**PROVIDED MATERIAL**
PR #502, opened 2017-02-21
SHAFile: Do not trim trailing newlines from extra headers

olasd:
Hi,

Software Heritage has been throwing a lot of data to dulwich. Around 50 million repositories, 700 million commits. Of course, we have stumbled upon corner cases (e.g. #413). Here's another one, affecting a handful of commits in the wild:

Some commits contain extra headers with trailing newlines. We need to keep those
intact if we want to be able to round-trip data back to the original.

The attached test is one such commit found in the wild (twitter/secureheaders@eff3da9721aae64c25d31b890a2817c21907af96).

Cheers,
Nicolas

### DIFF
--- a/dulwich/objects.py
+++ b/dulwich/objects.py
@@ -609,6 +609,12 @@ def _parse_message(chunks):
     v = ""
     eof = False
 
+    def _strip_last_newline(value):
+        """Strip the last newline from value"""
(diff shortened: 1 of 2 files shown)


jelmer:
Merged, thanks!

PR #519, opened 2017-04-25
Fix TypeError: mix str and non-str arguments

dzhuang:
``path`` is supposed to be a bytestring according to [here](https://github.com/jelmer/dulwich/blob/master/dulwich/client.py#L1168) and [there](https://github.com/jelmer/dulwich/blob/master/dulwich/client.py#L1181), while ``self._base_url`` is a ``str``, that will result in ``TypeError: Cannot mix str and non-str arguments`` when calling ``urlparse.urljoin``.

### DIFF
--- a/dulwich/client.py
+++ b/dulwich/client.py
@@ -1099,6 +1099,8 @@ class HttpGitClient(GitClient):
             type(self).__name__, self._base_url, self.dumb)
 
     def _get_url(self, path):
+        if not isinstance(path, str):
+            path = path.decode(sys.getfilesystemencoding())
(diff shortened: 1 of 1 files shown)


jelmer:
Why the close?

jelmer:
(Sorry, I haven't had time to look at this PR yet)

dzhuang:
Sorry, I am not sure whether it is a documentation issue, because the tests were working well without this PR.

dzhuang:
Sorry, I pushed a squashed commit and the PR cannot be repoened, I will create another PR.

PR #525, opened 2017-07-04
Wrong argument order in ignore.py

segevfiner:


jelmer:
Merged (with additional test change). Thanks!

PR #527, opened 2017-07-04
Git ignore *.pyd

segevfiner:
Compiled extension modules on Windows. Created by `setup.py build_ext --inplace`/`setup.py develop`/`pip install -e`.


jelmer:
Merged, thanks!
* * *
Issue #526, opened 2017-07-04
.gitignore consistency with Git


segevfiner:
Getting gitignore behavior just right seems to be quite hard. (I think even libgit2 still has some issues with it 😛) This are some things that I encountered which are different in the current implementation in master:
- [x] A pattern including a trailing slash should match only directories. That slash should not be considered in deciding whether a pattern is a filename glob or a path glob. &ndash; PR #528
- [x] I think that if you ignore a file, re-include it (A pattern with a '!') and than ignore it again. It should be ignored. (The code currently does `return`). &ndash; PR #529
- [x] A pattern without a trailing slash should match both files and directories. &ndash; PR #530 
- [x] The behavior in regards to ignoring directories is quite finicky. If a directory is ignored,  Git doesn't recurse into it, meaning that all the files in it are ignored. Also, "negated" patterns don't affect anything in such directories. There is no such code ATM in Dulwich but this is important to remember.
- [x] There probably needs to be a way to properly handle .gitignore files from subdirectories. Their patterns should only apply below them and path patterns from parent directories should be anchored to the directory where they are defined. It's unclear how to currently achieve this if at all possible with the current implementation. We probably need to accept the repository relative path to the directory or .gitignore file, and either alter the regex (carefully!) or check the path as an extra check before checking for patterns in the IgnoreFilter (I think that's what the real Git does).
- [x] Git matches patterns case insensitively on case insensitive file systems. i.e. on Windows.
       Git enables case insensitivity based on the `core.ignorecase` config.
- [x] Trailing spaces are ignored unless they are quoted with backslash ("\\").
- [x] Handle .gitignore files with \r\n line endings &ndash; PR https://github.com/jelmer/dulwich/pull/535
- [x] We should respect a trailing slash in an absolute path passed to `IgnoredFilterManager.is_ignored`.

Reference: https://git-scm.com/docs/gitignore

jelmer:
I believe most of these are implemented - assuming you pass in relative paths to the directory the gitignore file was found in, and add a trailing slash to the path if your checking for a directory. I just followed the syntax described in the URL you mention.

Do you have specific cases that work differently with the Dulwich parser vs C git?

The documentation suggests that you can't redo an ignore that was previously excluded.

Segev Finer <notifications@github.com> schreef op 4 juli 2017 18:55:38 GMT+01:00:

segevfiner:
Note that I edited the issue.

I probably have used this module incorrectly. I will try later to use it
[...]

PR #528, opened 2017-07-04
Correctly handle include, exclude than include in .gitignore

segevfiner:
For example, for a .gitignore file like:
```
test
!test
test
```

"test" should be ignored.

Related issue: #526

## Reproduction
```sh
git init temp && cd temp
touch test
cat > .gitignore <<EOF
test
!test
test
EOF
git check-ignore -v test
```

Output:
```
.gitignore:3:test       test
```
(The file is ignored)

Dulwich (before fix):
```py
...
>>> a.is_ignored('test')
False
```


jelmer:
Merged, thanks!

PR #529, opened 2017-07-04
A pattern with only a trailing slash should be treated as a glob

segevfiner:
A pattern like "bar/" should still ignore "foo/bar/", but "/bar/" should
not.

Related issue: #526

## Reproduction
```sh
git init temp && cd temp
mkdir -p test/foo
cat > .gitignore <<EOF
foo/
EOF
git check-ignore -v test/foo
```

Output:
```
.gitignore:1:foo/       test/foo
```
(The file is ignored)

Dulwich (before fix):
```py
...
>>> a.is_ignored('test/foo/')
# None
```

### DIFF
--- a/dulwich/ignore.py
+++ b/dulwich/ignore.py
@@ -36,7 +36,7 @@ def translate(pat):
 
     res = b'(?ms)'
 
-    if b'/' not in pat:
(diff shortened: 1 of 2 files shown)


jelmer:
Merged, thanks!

**EXERCISE GOAL**
Return each line of the entries that holds the string "data".

**THE COMPLETED TASK**
Software Heritage has been throwing a lot of data to dulwich. Around 50 million repositories, 700 million commits. Of course, we have stumbled upon corner cases (e.g. #413). Here's another one, affecting a handful of commits in the wild:
intact if we want to be able to round-trip data back to the original.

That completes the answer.